Моя сестра жива, здорова, с семнадцати лет живет в Ленинграде, где стала врачом-педиатром, имеет дочь, защитила кандидатскую диссертацию, теперь — дважды бабушка. Но, оказывается, ничего этого могло и не быть?
Доказательством же того, что все это — не мое детское сновидение, служит фраза, ходившая в нашем доме, пока были живы родители. Вот эта странная фраза: «Я хочу, чтоб она сдохра!» Родители произносили ее с таинственной улыбкой двух старых заговорщиков. У меня же и мысли не было спросить, откуда она взялась.

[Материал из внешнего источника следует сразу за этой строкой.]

PR #1082, opened 2021-03-31
audit: keep 3 days and avoid write conflict

sttts:
- don't limit rotated files to 10, but keep 3 days. This is deterministic.
- rotate old audit.log on (re)start of container.


deads2k:
/hold

This needs to have a deterministic max-size per host.  Anything under 50GB or so is fine with me, but we need that deterministic size.  I've seen clusters producing a gig of audit logs an hour pretty easily.

Three days or xGB, whichever comes sooner.  I'm open to most values of x, but I see the size limit as a blocker for merge.

PR #1084, opened 2021-03-31
[WIP] Remove audit pkg to use library-go

EmilyM1:
This is the removal of pkg/operator/audit internal to the operator so that it can read the audit pkg from lib-go.


stlaz:
how is this PR different from https://github.com/openshift/cluster-kube-apiserver-operator/pull/1074?

tkashem:
@EmilyM1 looks like you need to update dependency, `make update-vendor` i think.

PR #1094, opened 2021-04-08
Bug 1949589: Add APIRemovedInNextEUSReleaseInUse Alert

sanchezl:


manifests/0000_90_kube-apiserver-operator_04_servicemonitor-apiserver.yaml
```diff
@@ -148,3 +148,14 @@ spec:
...
         labels:
           severity: info
+      - alert: APIRemovedInNextEUSReleaseInUse
+        annotations:
+          message: >-
+            Deprecated API that will be removed in the next EUS version is being used. Removing the workload that is using
+            the {{"{{$labels.group}}"}}.{{"{{$labels.version}}"}}/{{"{{$labels.resource}}"}} API might be necessary for
+            a successful upgrade to the next EUS cluster version. Refer to the audit logs to identify the workload.
+        expr: |
+          group(apiserver_requested_deprecated_apis{removed_release="1.23"}) by (group,version,resource) and (sum by(group,version,resource) (rate(apiserver_request_total[4h]))) > 0
```
deads2k, line 158: you actually need everything removed from 1.19 to 1.23, right?

sanchezl: Updated

manifests/0000_90_kube-apiserver-operator_04_servicemonitor-apiserver.yaml
```diff
@@ -148,3 +148,14 @@ spec:
         for: 1h
         labels:
           severity: info
+      - alert: APIRemovedInNextEUSReleaseInUse
+        annotations:
+          message: >-
+            Deprecated API that will be removed in the next EUS version is being used. Removing the workload that is using
+            the {{"{{$labels.group}}"}}.{{"{{$labels.version}}"}}/{{"{{$labels.resource}}"}} API might be necessary for
+            a successful upgrade to the next EUS cluster version. Refer to the audit logs to identify the workload.
```
sttts, line 156: this will become a reference to the CRD, right?

manifests/0000_90_kube-apiserver-operator_04_servicemonitor-apiserver.yaml
```diff
@@ -148,3 +148,14 @@ spec:
...
+        expr: |
+          group(apiserver_requested_deprecated_apis{removed_release=~"1\\.2[123]"}) by (group,version,resource) and (sum by(group,version,resource) (rate(apiserver_request_total[4h]))) > 0
```
sttts, line 158: so there is nothing about being on the EUS stream here, right? So if somebody uses an API in 4.8 that still exists in 4.9, but goes away in 4.10, this alert will fire. What was the plan to avoid that? Or is there a plan at all?

deads2k: It appears that informational alert is intended to trigger on that.

deads2k:
replaced by https://github.com/openshift/cluster-kube-apiserver-operator/pull/1114

PR #1099, opened 2021-04-12
Bug 1956606: Revert "Merge pull request #1060" (Use the flow schema introduced in upstream)

tkashem:
(Revert "Merge pull request #1060)

Use the flow schema introduced in upstream that exempts probes.
https://github.com/openshift/kubernetes/pull/656


wking:
Current manifest is a no-op which isn't pushed into the cluster because it declares no cluster profiles.  I've created a bug so we can drop it.

/retitle Bug 1956606: Revert "Merge pull request #1060" (Use the flow schema introduced in upstream)

tkashem:
we will see if the upstream PR for p&f auto-update merges in time, otherwise we will need to use cvo manifest for exempting health probes.

/hold

tkashem:
upstream PR picked

/hold cancel

PR #1109, opened 2021-04-19
Bug 1951637: don't roll a new revision on tokentimeout changes

stlaz:
New revisions on access token timeout changes are no longer necessary
if webhook authenticators are configured since the token timeout
would configuration would no longer have any effect.

/assign @deads2k


stlaz:
/retitle Bug 1951637: don't roll a new revision on tokentimeout changes

PR #1493, opened 2023-05-15
OCPBUGS-2765: dont log tokens

ibihim:
# What

Bump library-go as a follow up on https://github.com/openshift/library-go/pull/1500.

# Why

The library-go update doesn't do anything if not used.

FYI: @soltysh, @stlaz


ibihim:
Not necessary anymore as a more up-to-date version of library-go got merged.

PR #1494, opened 2023-05-15
update probe exclusions to speed up install and single-node reaction

deads2k:
the bootstrap kube-apiserver and the single-node kube-apiserver will never be able to reach the openshift-apiserver or oauth-apiserver, so the probe check for them simply delays startup until the timeout is reached.  This updates PR excludes the reachability checks where appropriate to gain 60s.


bindata/assets/kube-apiserver/pod.yaml
```diff
@@ -103,15 +103,31 @@ spec:
         scheme: HTTPS
         port: 6443
         path: livez
-      initialDelaySeconds: 45
-      timeoutSeconds: 10
+      initialDelaySeconds: 0
```
deads2k, line 106: added startup probe to avoid the need for an extra long delay here.

bindata/assets/kube-apiserver/pod.yaml
```diff
@@ -103,15 +103,31 @@ spec:
...
+      periodSeconds: 10
+      timeoutSeconds: 5
```
deads2k, line 108: reduced timeout because we should not take 10s to answer probes

bindata/assets/kube-apiserver/pod.yaml
```diff
@@ -103,15 +103,31 @@ spec:
...
+      successThreshold: 1
+      failureThreshold: 3
```
deads2k, line 110: added default values for Abu's previous request on other apiservers.

deads2k:
oh, forgot the install is currently broken overall.  will recheck tomorrow

deads2k:
/hold

there's a type mismatch and in the slack thread, it might be more useful to actually disable these entirely for single-node so we end up more similar to microshift.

То, что ни мать, ни отец, оба дожив до преклонных лет, об этом драматическом случае нам так и не рассказали, свидетельствует об одном: они болезненно переживали отчуждение, возникшее между мной и сестрой довольно-таки с ранних лет, и не хотели его еще более усугубить.
Не знаю, чего не было. Только сумы да тюрьмы. Жизнь фактически прожита. По нашему квадрату прицельно бьют, минимум, как лет десять. И вот приблудился, предположим, ко мне черный пудель. Повертелся, обернулся, известное дело, кем, что положено по его ментальности, то мне и посулил — я, в силу собственных атеистическоих убеждений, естественно, не задумавшись, прыгаю ему на загривок — и? Куда дальше? Человек в возрасте хотя бы раз наверняка задавался подобным вопросом: куда устремить свой взор и его копыта? Иными словами: какое мгновение стопорить?
То, что вскоре роль этого супердемона возьмет на себя одна поразительная особа с редким именем Клара, знать, я, конечно, не мог. Но как будто предчувствовал, к ответу готовился. И пункт назначения выбрал твердо.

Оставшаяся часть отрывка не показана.